DH hadn't been in that part of Florida before, and each time we encountered another multi-million dollar house, my dad wondered aloud, "What DO these people do for a living?" Excellent question, especially considering that "high season" ends at the end of April, and already many of these houses have the hurricane shutters up, which is an indicator that they won't be back to the property until next year's season begins in January. So these 3 million dollar houses aren't even someone's primary residence. It is a VACATION COTTAGE. Or even a 3rd or 4th home. It is hard for me to fathom having so much money. Add 3 Porsche SUVs and a yacht (yes, YACHT, not a boat) to that 3 mil property, and with those things alone, you've got to have a net worth of at least 7 million, and probably much more than that.

What is even harder to wrap your mind around is that we're not talking about just one "rich section" of town.

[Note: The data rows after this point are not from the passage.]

Issue #20, opened 2019-05-23
Smartfactor body_P_sensor


dellaert:
Not respected: fix it.

mikesheffler:
What's the deal with this? I see `body_P_sensor_` mentioned in the `unwhitenedError` method in `SmartFactorBase.h`, but I think that's it. Where is it missed?

dellaert:
Needs a unit test whether if we pass `body_P_sensor`, it is actually used in projection factors and the like. It seems it is not, so I expect unit test to fail, and then we have to fix that :-)

mikesheffler:
I swear I'm not trying to be dense, but is this not covered by

`TEST( SmartProjectionPoseFactor, smartFactorWithSensorBodyTransform )`

in `testSmartProjectionPoseFactor.cpp`?

I'm suddenly interested because I'm using `SmartProjectionPoseFactor<Cal3_S2>` with a `sensor_to_body` transform, and I'm having a hell of a time.

I'm sure I'm just putting some garbage data in somewhere, but I figure it's worth asking ... :grin:

mikesheffler:
Ah. Did you have [this](https://bitbucket.org/gtborg/gtsam/issues/411/smartposeprojfactor-error-with-sensor) (issue number 41 from the bitbucket site) in mind? What kind of test did you need?

dellaert:
Just a test that checks that the projections are being done correctly if the camera is offset. Including derivatives

ProfFan:
Closed by #379, please reopen if not :)

PR #379, opened 2020-07-07
Test body_P_sensor in SmartFactor

varunagrawal:
Addresses #20.

---
This change is [Reviewable](https://reviewable.io/reviews/borglab/gtsam/379)

### DIFF
--- a/gtsam/slam/SmartFactorBase.h
+++ b/gtsam/slam/SmartFactorBase.h
@@ -206,12 +206,12 @@ protected:
       boost::optional<Matrix&> E = boost::none) const {
     Vector ue = cameras.reprojectionError(point, measured_, Fs, E);
     if (body_P_sensor_ && Fs) {
-      const Pose3 sensor_T_body = body_P_sensor_->inverse();
+      const Pose3 sensor_P_body = body_P_sensor_->inverse();
       for (size_t i = 0; i < Fs->size(); i++) {
-        const Pose3 world_T_body = cameras[i].pose() * sensor_T_body;
+        const Pose3 world_P_body = cameras[i].pose() * sensor_P_body;
         Matrix J(6, 6);
         // Call compose to compute Jacobian
-        world_T_body.compose(*body_P_sensor_, J);
+        world_P_body.compose(*body_P_sensor_, J);
         Fs->at(i) = Fs->at(i) * J;
       }
     }
--- a/gtsam/slam/SmartFactorBase.h
+++ b/gtsam/slam/SmartFactorBase.h
@@ -206,11 +206,12 @@ protected:
       boost::optional<Matrix&> E = boost::none) const {
     Vector ue = cameras.reprojectionError(point, measured_, Fs, E);
     if (body_P_sensor_ && Fs) {
-      const Pose3 sensor_P_body = body_P_sensor_->inverse();
+      const Pose3 sensor_T_body = body_P_sensor_->inverse();
       for (size_t i = 0; i < Fs->size(); i++) {
-        const Pose3 w_Pose_body = cameras[i].pose() * sensor_P_body;
+        const Pose3 world_T_body = cameras[i].pose() * sensor_T_body;
         Matrix J(6, 6);
-        const Pose3 world_P_body = w_Pose_body.compose(*body_P_sensor_, J);
+        // Call compose to compute Jacobian
+        world_T_body.compose(*body_P_sensor_, J);
         Fs->at(i) = Fs->at(i) * J;
       }
     }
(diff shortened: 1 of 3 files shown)


gtsam/slam/SmartFactorBase.h
```diff
@@ -206,11 +206,12 @@ class SmartFactorBase: public NonlinearFactor {
       boost::optional<Matrix&> E = boost::none) const {
     Vector ue = cameras.reprojectionError(point, measured_, Fs, E);
     if (body_P_sensor_ && Fs) {
-      const Pose3 sensor_P_body = body_P_sensor_->inverse();
+      const Pose3 sensor_T_body = body_P_sensor_->inverse();
```
dellaert, line 209: Please keep P, as the field uses that convention

varunagrawal: Gotcha. I was trying to follow the convention as per Samarth's post. Reverted.

varunagrawal:
@dellaert pretty much. The original issue asked for a test so decided it was easy enough to do so (aka unit tests are my friends).

varunagrawal:
So unit testing won this round. Discovered a bug in the handling of the jacobian for cases such as `PinholeCamera<Cal3Bundler>` where the number of parameters is 9 instead of the usual 6.

gtsam/slam/SmartFactorBase.h
```diff
@@ -207,10 +207,17 @@ class SmartFactorBase: public NonlinearFactor {
     Vector ue = cameras.reprojectionError(point, measured_, Fs, E);
     if (body_P_sensor_ && Fs) {
       const Pose3 sensor_P_body = body_P_sensor_->inverse();
+      size_t camera_dim = size_t(traits<CAMERA>::dimension);
```
dellaert, line 210: Use constexpr int, no casting

gtsam/slam/SmartFactorBase.h
```diff
@@ -207,10 +207,17 @@ class SmartFactorBase: public NonlinearFactor {
...
+      size_t pose_dim = size_t(traits<Pose3>::dimension);
+
       for (size_t i = 0; i < Fs->size(); i++) {
-        const Pose3 w_Pose_body = cameras[i].pose() * sensor_P_body;
-        Matrix J(6, 6);
-        const Pose3 world_P_body = w_Pose_body.compose(*body_P_sensor_, J);
+        const Pose3 world_P_body = cameras[i].pose() * sensor_P_body;
+        Matrix J = Matrix::Zero(camera_dim, camera_dim);
```
dellaert, line 215: Why switch to dynamic? Make static, use setZero(), save a malloc

gtsam/slam/SmartFactorBase.h
```diff
@@ -207,10 +207,17 @@ class SmartFactorBase: public NonlinearFactor {
...
+        // Call compose to compute Jacobian for camera extrinsics
+        Matrix H(pose_dim, pose_dim);
+        world_P_body.compose(*body_P_sensor_, H);
+        // Assign extrinsics
+        J.block(0, 0, pose_dim, pose_dim) = H;
```
dellaert, line 220: You can just pass the block into the optionalJacobian slot. Amazing, right?

gtsam/slam/SmartFactorBase.h
varunagrawal: Gotcha. It was already dynamic for some reason so was trying not to inadvertently introduce any bugs.

gtsam/slam/SmartFactorBase.h
varunagrawal: I tried doing that but it was complaining about something (which I don't remember right now). I am guessing it will fix itself with static matrices.

varunagrawal: So as per [this link](https://eigen.tuxfamily.org/dox/TopicFunctionTakingEigenTypes.html), casting an `Eigen::Block` expression to a non-const `Matrix` is not possible.

Quoting the specific line:

> When trying to execute the following code
>```
>MatrixXf C = MatrixXf::Zero(3,6);
>cov(x,y, C.block(0,0,3,3));
>```
> 
> the compiler will fail, because it is not possible to convert the expression returned by MatrixXf::block() into a non-const MatrixXf&. This is the case because the compiler wants to protect you from writing your result to a temporary object.

dellaert: Is the same true for fixed matrices, though?

varunagrawal: Looks like it. I am having compile time issues otherwise, specifically signature mismatch. This is the best explanation since we're trying to convert a block expression to a non-const matrix as a requirement.

eigen_error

We're talking about pretty much the whole town. We're talking about a tax base that has so much money that the roads are in great shape, the streets are clean, heck, the main drags are landscaped within an inch of their lives with palm trees and exotic flowers. Imagine a city with the population of a city the size of Detroit, spread out over the same square miles as LA, populated with Ladies Who Lunch, and you're beginning to get a handle on the type of wealth I'm talking about.

All of this sounds like I'm full of disdain for the place. I'm not. I love it there. What's not to like? Two of my favorite cousins live there, with their adorable kids, an Aunt, my Grannie, and now my parents, the weather's great (it rains mostly only in June, gloomy grey skies are a rarity) the economy is booming due to the tourism, and I doubt that you'd be able to make your way through all of the fun boutique-y stores in one lifetime. If you were to tire of the beach (and I almost never do) you could find enough things to occupy your time.

And hey, bonus, it is close enough to Key West to make a day-trip out of the southernmost point of the United States, where it is but 90 miles to Cuba.

DH has been a Buffet fan forever, and Key West? Is the Mecca of all Parrotheads. Key West is another world entirely. I'm sure that somewhere along A1A, you enter a rift in the time-space continuum, and you're really on another planet there. I'm completely convinced.

Because I'm also fairly convinced that reading about someone else's vacation exploits are akin to watching paint dry, I shan't bore you with the day-to-day minutiae of What We Did On Our Winter Vacation.

But I *will* gloat for a second; DH got sunburned, and I, fashionable hat-wearer that I am, returned to Oh-hia-ia with the same color skin that I left it. Just to prove how incredibly fashionable I am, witness the hat-wearing spectacle.


But when my sun-worshiping sisters are having melanomas removed when we're all in our 40s & 50s, I will be skin-cancer free. So yes, hat. I don't care if it looks silly. If I lived there, I'd never be without one.

Hm. The difference between residents of Florida and residents of Ohio? Hats.